= Confusions =

1974 play by Alan Ayckbourn

Confusions is a play by Alan Ayckbourn consisting of a series of five interconnected one-act plays. It was first staged in 1974 (1976 at London's Apollo Theatre starring Pauline Collins, John Alderton, Sheila Gish, Derek Fowlds and James Cossins) and played by just five actors. The scenes are all loosely linked by characters or locations, but more subtly through the common underlying themes of obsession, isolation and human desire for companionship.

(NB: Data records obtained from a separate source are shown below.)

PR #661, opened 2026-07-07
fix: prevent arrow keys clobbering text InlineInput fields

### LINKED ISSUE #660: bug: Arrow keys overwrite text input fields with numbers (Video URL, etc.)
###  Description 
Pressing the Up/Down arrow keys inside plain-text property fields overwrites
the field's value with a number (or `NaN`). Arrow keys should only step
values in numeric fields, not text fields.

### Steps to reproduce
1. Add a **Video** block to a page.
2. Select it and open the **Video Options** section in the right panel.
3. Click into the **Video URL** field.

== Summary of the Five One-Act Plays ==
1. "Mother Figure": Housewife Lucy has the difficult job of looking after the children alone whilst her husband is away. This job of looking after the children has taken over her life; so much so that she never leaves the house and doesn't even have the time to change out of her pyjamas. Concerned neighbour Rosemary decides to come around to check on Lucy and to give her the number of her husband Harry who has been trying to call her for a while, and is shocked to find Lucy rushing around trying to look after the children and revealing that she doesn't listen to bells. Rosemary enlists the help of her husband Terry to discover what is wrong with Lucy. Terry is a chauvinist with no respect for Rosemary, and this attitude is clear in the way he speaks to both Lucy and Rosemary. However Lucy, in her permanent state of the "mother", treats the pair in the only way she knows how, as children. This approach quickly puts Terry in his place and puts an end to the petty squabbles between Rosemary and Terry, and the end result is the pair leaving hand in hand (if rather reluctantly).
2. "Drinking Companion": Harry, husband of Lucy, tries to flirt with perfume saleswoman Paula. Harry's obvious and strong advances scare Paula somewhat, however Paula makes the most of the free drinks Harry is providing until friend Bernice approaches and tries to get her to leave. Harry gives Paula his room key in obvious hope and persists to flirt and also trying his luck with Bernice. Eventually the women become quite adamant that they must leave so Harry goes to get them a taxi, whilst he is gone the two women escape leaving the key with a waiter.
3. "Between Mouthfuls": In the same hotel as the people in Drinking Companions two couples at adjoining restaurant tables realise an unwelcome common bond, assisted by an interactive waiter. Mrs Pearce wonders who Mr Pearce is sleeping with. Polly's not been frank to Martin (who really doesn't care at all about Polly's affair). The waiter is extremely well spoken. There's clever direction of the alternation between the two sets of conversations. A twist to the plot-line spices the ending.
4. "Gosforth's Fete": Publican Gosforth is running the village gala. Due to a big mistake bad personal news from Milly Carter is publicised over the public-address system. Milly's fiancé Stewart Stokes becomes extremely aggravated and drowns his sorrows with alcohol. Councillor Mrs Pearce, after the most disorganised greeting is electrocuted by the PA system. Gosforth's Fete starts like all village fetes do. However it develops into chaos and as things continue to go wrong the play climaxes to a complete disaster
5. "A Talk in the Park": In a park, the same in which Gosforth's Fete took place, sit five strangers on separate park benches, each with their own troubles. Arthur, a rather suspect fellow with an interest in cigarette card collecting and women-watching, sits next to Beryl and starts to relate his story of his likes and dislikes. Beryl is understandably quite disturbed by this, and proceeds in leaving her current bench and going to sit with Charles. Beryl is a young woman with a husband who beats her, and so she tells Charles this story and reads out a letter from the "bastard". Charles becomes quite sick of hearing this, so excuses himself and goes to sit next to man-hating dog-loving Doreen. Charles is an old business man on the verge of bankruptcy and so has no time for the youth of today. He reminisces on a happier time with his wife and children and asks Doreen to help him decipher his business report. Doreen is at this point very scared of the man who she thinks is perving on her, and so she sits next to Ernest. Ernest at this point is happily relaxing on his bench and so is very annoyed with being disturbed by a paranoid woman who starts to harp on about her dog. Doreen relates the story of taking her dog to the vets to get the snip, which is not a topic Ernest is interested in so he sneaks off leaving Doreen talking to herself. Ernest then collapses on the bench where Arthur is and proceeds in taking it over whilst moaning about his wife. The scene ends with each character trying to get the attention of the person they were trying to talk to, but failing. The end result is five miserable people who are all feeling ignored, despite the fact that it is their own fault for ignoring everyone else.